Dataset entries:
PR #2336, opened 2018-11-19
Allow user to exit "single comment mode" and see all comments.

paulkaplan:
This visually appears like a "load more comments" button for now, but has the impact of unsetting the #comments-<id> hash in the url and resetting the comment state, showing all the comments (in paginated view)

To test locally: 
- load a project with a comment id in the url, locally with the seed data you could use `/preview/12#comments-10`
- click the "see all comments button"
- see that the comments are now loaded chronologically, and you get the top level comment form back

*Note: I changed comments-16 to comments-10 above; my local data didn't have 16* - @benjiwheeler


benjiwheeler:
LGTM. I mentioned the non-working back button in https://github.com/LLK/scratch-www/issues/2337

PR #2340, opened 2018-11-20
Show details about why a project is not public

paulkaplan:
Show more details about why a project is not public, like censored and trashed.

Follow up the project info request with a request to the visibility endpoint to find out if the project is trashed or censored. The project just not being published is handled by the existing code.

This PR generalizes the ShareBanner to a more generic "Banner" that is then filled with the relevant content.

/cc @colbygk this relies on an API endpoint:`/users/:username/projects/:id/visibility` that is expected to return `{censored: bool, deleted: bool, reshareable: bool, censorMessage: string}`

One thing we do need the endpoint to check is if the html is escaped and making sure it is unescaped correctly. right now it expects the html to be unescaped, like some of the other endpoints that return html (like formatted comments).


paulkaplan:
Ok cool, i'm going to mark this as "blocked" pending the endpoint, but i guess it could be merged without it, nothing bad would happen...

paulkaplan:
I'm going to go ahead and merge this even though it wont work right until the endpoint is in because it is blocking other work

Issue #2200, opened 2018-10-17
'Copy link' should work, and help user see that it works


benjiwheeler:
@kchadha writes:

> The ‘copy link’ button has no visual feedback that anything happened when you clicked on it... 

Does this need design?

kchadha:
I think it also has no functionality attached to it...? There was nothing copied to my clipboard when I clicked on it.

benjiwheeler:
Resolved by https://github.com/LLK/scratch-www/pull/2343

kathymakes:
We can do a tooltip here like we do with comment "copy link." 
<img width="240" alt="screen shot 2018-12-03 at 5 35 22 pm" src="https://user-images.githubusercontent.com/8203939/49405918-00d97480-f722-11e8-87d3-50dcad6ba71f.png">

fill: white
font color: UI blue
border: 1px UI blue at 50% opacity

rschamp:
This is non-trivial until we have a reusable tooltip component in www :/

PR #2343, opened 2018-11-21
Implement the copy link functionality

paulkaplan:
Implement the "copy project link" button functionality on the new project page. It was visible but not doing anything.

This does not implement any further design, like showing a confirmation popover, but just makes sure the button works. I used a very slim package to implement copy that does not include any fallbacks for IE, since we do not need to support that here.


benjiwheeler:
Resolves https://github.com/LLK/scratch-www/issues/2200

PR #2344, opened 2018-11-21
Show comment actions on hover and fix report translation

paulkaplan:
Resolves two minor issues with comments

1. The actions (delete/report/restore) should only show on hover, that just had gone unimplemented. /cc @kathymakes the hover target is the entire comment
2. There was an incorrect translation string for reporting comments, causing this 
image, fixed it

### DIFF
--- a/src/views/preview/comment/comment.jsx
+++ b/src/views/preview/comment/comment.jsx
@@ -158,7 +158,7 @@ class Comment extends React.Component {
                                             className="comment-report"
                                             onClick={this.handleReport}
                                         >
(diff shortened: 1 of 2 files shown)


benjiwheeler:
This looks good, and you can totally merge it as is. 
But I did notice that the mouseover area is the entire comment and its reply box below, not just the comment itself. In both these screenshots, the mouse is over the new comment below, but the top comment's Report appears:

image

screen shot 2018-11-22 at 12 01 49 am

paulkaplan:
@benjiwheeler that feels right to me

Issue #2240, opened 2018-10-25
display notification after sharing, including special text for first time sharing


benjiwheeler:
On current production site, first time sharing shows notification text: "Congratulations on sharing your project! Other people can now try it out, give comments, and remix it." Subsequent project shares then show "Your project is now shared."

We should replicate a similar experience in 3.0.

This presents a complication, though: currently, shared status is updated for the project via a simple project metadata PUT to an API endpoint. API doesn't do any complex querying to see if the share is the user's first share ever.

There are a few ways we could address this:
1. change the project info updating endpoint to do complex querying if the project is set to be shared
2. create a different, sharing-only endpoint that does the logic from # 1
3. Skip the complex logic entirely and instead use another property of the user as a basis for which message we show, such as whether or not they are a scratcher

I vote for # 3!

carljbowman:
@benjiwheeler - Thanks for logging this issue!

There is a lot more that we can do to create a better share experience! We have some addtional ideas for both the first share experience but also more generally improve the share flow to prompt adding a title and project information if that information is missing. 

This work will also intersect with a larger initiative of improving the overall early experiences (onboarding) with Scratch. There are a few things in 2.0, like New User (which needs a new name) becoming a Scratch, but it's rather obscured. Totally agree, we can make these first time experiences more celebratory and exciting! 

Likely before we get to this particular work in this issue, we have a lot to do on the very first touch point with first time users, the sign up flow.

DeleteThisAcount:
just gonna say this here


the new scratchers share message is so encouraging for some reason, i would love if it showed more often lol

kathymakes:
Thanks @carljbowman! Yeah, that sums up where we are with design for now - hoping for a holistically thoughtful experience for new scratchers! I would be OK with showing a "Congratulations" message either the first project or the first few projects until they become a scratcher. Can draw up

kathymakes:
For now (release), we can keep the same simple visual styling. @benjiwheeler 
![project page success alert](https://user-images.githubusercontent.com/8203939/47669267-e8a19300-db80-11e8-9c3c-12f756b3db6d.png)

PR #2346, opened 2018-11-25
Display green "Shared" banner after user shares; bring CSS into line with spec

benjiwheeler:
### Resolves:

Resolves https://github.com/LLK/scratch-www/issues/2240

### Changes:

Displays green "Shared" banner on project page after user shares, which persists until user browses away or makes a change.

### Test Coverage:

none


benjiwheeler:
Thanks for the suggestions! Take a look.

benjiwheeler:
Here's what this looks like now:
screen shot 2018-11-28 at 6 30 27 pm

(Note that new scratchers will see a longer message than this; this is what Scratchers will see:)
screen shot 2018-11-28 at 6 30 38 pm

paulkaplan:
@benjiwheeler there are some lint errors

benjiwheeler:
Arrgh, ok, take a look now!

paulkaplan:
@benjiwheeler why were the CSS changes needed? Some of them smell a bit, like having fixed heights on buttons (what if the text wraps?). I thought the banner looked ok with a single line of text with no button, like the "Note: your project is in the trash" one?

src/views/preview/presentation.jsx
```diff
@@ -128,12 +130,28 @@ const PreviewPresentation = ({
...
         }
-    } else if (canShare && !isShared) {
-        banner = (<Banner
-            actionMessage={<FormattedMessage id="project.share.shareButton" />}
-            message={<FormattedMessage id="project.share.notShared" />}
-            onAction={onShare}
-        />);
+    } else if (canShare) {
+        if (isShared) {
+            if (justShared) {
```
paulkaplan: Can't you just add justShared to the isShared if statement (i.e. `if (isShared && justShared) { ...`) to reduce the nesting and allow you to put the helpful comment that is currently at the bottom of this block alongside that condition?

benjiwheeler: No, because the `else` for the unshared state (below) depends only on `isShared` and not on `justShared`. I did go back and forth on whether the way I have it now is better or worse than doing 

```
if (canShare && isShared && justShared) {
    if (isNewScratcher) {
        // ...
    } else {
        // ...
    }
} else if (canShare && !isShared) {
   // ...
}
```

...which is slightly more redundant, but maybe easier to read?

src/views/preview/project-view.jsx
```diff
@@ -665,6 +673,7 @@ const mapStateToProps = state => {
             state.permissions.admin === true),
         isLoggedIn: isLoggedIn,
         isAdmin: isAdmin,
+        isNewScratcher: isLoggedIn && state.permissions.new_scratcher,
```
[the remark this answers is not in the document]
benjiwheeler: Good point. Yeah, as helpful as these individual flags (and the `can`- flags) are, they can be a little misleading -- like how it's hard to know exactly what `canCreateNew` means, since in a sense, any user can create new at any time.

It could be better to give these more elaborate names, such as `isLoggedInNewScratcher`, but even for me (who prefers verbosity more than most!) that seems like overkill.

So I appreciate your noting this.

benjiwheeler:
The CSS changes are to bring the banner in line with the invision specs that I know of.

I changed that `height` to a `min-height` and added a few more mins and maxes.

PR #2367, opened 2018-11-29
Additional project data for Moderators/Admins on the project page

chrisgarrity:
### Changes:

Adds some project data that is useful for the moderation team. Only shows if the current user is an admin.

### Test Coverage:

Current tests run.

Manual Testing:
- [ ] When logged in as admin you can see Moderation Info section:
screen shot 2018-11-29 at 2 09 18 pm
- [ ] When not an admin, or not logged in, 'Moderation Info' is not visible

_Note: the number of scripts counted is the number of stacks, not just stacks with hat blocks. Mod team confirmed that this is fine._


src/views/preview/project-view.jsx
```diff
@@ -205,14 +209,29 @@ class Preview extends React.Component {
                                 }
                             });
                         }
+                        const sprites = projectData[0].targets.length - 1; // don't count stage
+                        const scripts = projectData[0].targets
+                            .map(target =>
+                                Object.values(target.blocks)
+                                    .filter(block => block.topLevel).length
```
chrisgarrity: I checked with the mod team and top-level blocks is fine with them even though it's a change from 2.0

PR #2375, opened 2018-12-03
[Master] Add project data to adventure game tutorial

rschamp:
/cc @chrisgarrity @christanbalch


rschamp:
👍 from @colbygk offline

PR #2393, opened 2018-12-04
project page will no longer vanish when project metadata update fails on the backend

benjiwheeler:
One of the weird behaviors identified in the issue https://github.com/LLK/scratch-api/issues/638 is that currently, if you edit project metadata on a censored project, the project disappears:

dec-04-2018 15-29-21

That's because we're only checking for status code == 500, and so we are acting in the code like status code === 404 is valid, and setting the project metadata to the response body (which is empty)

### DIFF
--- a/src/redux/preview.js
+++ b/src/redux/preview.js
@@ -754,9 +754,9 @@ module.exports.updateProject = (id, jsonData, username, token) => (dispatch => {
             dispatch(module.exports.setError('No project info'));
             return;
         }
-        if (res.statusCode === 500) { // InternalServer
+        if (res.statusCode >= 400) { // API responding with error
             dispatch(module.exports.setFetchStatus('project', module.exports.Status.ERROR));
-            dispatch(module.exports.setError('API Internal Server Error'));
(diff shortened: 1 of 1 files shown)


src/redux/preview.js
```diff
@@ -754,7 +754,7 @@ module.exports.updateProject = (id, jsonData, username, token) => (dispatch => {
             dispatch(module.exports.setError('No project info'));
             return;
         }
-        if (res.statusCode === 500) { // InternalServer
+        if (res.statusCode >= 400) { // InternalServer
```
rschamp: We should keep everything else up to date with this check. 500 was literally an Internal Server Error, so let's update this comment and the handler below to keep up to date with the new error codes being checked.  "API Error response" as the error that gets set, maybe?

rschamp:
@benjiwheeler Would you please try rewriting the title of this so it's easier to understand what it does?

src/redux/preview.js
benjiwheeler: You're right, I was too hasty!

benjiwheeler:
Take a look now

### [WHAT TO WORK ON]
Will you return exactly the lines above from the one with "- [ ] When not" down to the one with "responding with error", counting both as part of the range?

### [YOUR RESPONSE]
- [ ] When not an admin, or not logged in, 'Moderation Info' is not visible

_Note: the number of scripts counted is the number of stacks, not just stacks with hat blocks. Mod team confirmed that this is fine._


src/views/preview/project-view.jsx
```diff
@@ -205,14 +209,29 @@ class Preview extends React.Component {
                                 }
                             });
                         }
+                        const sprites = projectData[0].targets.length - 1; // don't count stage
+                        const scripts = projectData[0].targets
+                            .map(target =>
+                                Object.values(target.blocks)
+                                    .filter(block => block.topLevel).length
```
chrisgarrity: I checked with the mod team and top-level blocks is fine with them even though it's a change from 2.0

PR #2375, opened 2018-12-03
[Master] Add project data to adventure game tutorial

rschamp:
/cc @chrisgarrity @christanbalch


rschamp:
👍 from @colbygk offline

PR #2393, opened 2018-12-04
project page will no longer vanish when project metadata update fails on the backend

benjiwheeler:
One of the weird behaviors identified in the issue https://github.com/LLK/scratch-api/issues/638 is that currently, if you edit project metadata on a censored project, the project disappears:

dec-04-2018 15-29-21

That's because we're only checking for status code == 500, and so we are acting in the code like status code === 404 is valid, and setting the project metadata to the response body (which is empty)

### DIFF
--- a/src/redux/preview.js
+++ b/src/redux/preview.js
@@ -754,9 +754,9 @@ module.exports.updateProject = (id, jsonData, username, token) => (dispatch => {
             dispatch(module.exports.setError('No project info'));
             return;
         }
-        if (res.statusCode === 500) { // InternalServer
+        if (res.statusCode >= 400) { // API responding with error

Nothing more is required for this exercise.